Tunstall moved to Los Angeles from London in 2014. Prior to her LA relocation, the Ivor Novello winning, multi-million selling, Grammy-and-Mercury-nominated artist had gone through a divorce and the loss of her father from 2012 to 2013. Her 2016 record “KIN” and 2018 record “WAX” are reflections upon that experience.

“‘KIN,’ my record in 2016, was all about becoming grateful for the difficult things in life,” the 44-year-old said. “Because you learn about yourself, you learn about other people, you learn who your good friends are, in difficult situations, and if you don’t have these difficult things happen, you don’t learn anything.

“If you are just happy all the time, it’s nice. But you don’t really grow very much. So you need the difficulties to grow. It’s like muscle training.

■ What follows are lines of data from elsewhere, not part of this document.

PR #248, opened 2026-09-16
[Issue #49] Consider validating that `input_per_million` and `output_per_million` in `pricing.json` are positive numbers (currently only presence is checked).

### LINKED ISSUE #49: Consider validating that `input_per_million` and `output_per_million` in `pricing.json` are positive numbers (currently only presence is checked).
## What

Add validation in the pricing-loading logic (the function that reads `pricing.json`) to ensure that the values of `input_per_million` and `output_per_million` are **positive numbers** (strictly greater than 0). Currently the code only checks that the keys exist, not their type or value range.

## Why

* **Correctness**: Negative or zero values would produce nonsensical cost calculations (zero or negative costs) without warning, silently propagating errors downstream.
* **Maintainability**: Explicit validation catches misconfigurations early, making it easier for developers and automated agents to detect malformed pricing data.
* **Agent safety**: An LLM or script that auto‑generates `pricing.json` could inadvertently insert zero/negative values; validation prevents that from going unnoticed.

## How

1. Locate the function that parses `pricing.json` (likely in the main cost‑calculation module, e.g. `cost_calculator.py` or a config loader).  
2. After the JSON is loaded and the `input_per_million` / `output_per_million` keys are confirmed present, add a check that both values are **numeric** (`isinstance(val, (int, float))`) and **greater than 0**.  
3. Raise a clear `ValueError` (or `ConfigError`) with a message like `"input_per_million for model 'X' must be a positive number, got {value}"`.  
4. Optionally, also validate that the values are not `NaN` or infinity (using `math.isfinite()`).

No changes to other data fields, the `as_of` date, or the test suite beyond adding a test case for invalid pricing values (following the existing test pattern).

## Constraints

* Must not break any existing test cases (all current `pricing.json` examples used in tests have valid positive values).
* The validation must run **after** key existence checks so the order of error messages remains logical.
* Do **not** change the schema or structure of `pricing.json` – only add validation logic.
* Out of scope: validating any other pricing fields (e.g. `model`, `provider`) or the `as_of` date.

## LLM tier

**Haiku**. The change is small and mechanical (add a guard clause with a type check and comparison), but it requires reading the surrounding code to place the check correctly and to craft the error message in a consistent style. Haiku can handle that with minimal context; a local‑7b might misplace the check or miss edge cases.

## Success looks like

* A `pricing.json` with `"input_per_million": 0` or `-5` causes the program to exit with an informative error message.
* All existing tests still pass.
* The error message follows the same convention as other config‑validation errors in the codebase.

## Failure looks like

* The validation is added after cost calculations (i.e. the check runs too late to prevent bad arithmetic).
* The check is too restrictive (e.g. rejects `0.0001`, which is a valid positive number).
* Existing tests break because the validation is placed in a location that runs during import or in a path not expected by tests.

## Implementation notes

DONE: The pricing-loading function in `llm_cost_comparison.py` raises a clear `ValueError` when `input_per_million` or `output_per_million` is non-numeric, non-finite, or ≤ 0, and a new test case in `test_llm_cost_comparison.py` covers the invalid-value path while all existing tests continue to pass.

leonarduk:
## What
Added a `_validate_pricing` helper that runs at pricing-load time and rejects any model whose `input_per_million` or `output_per_million` is missing, non-numeric, non-finite (`NaN`/`inf`), or non-positive (`<= 0`). The existing numeric-type check in `build_hosted_rows` was removed since validation now happens earlier, in `load_pricing`.

## Why
Previously only key presence was checked, so a `pricing.json` with `0`, a negative value, or a quoted string like `"5.0"` would silently flow into cost math and produce zero/negative/nonsensical monthly costs with no warning. This is especially risky when pricing files are auto-generated by scripts or LLMs. Validating at load time surfaces misconfigurations early with a clear, field-named error.

## Approach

“And I really wanted to make the next record (‘WAX’), about electric guitar, and quite aggressive, quite rock, and for me, that really felt like the body, and physical.

“In urban, rap and pop music, there is a lot of brilliant women: Beyonce, Tayor Swift, Cardi B, so many women who are right at the top, selling the most records, but with rock music, not so much,” Tunstall said. “There is a saying, ‘If you can’t see it, you can’t be it.’ To be able to see, you know, a little girl to see an older woman being a rock star, that means, ‘Oh, I can be a rock star.’ But if it’s all guys, you are like, ‘Oh, that’s for guys.’ You know, it’s much more difficult to make a leap if it is a different gender, I think, to see something that you want to do.”

A big Chinese fan once went to one of Tunstall’s shows in America and asked her why she hadn’t been to China. Then he showed the singer her first album, the Chinese release, and it said, “KT is one quarter Chinese” on the record.

“The Shanghai tour means a great deal for me. I hope it’s the beginning of a really great relationship with coming and playing in China,” said Tunstall.

“I always knew from being a baby that I was 25 percent Chinese. But I was adopted. My adopted parents are very nice people and I grew up in Scotland.”

Tunstall was 23 when she found her biological mother. She told her about her Chinese heritage and her grandmother who was called Mimi and from Hong Kong, and her birth mother had grown up in Hong Kong until she was 2 years old. The nature and nurture ideas are always interesting for Tunstall.

No one in her adopted family is musical. But from an early age, she knew she wanted to play music and sing.

“My adopted parents, they worked really hard. My dad was a physicist, and my mother was a school teacher. They were open to me trying different things because they didn’t know what was natural for me. They have very strong work ethic. They told me if you work as hard as you can, then it’s probable that you will succeed,” said Tunstall.

“Ten years was a long time, you know, after I had a degree and left college. A lot of people would have given up, I think, but I carried on.”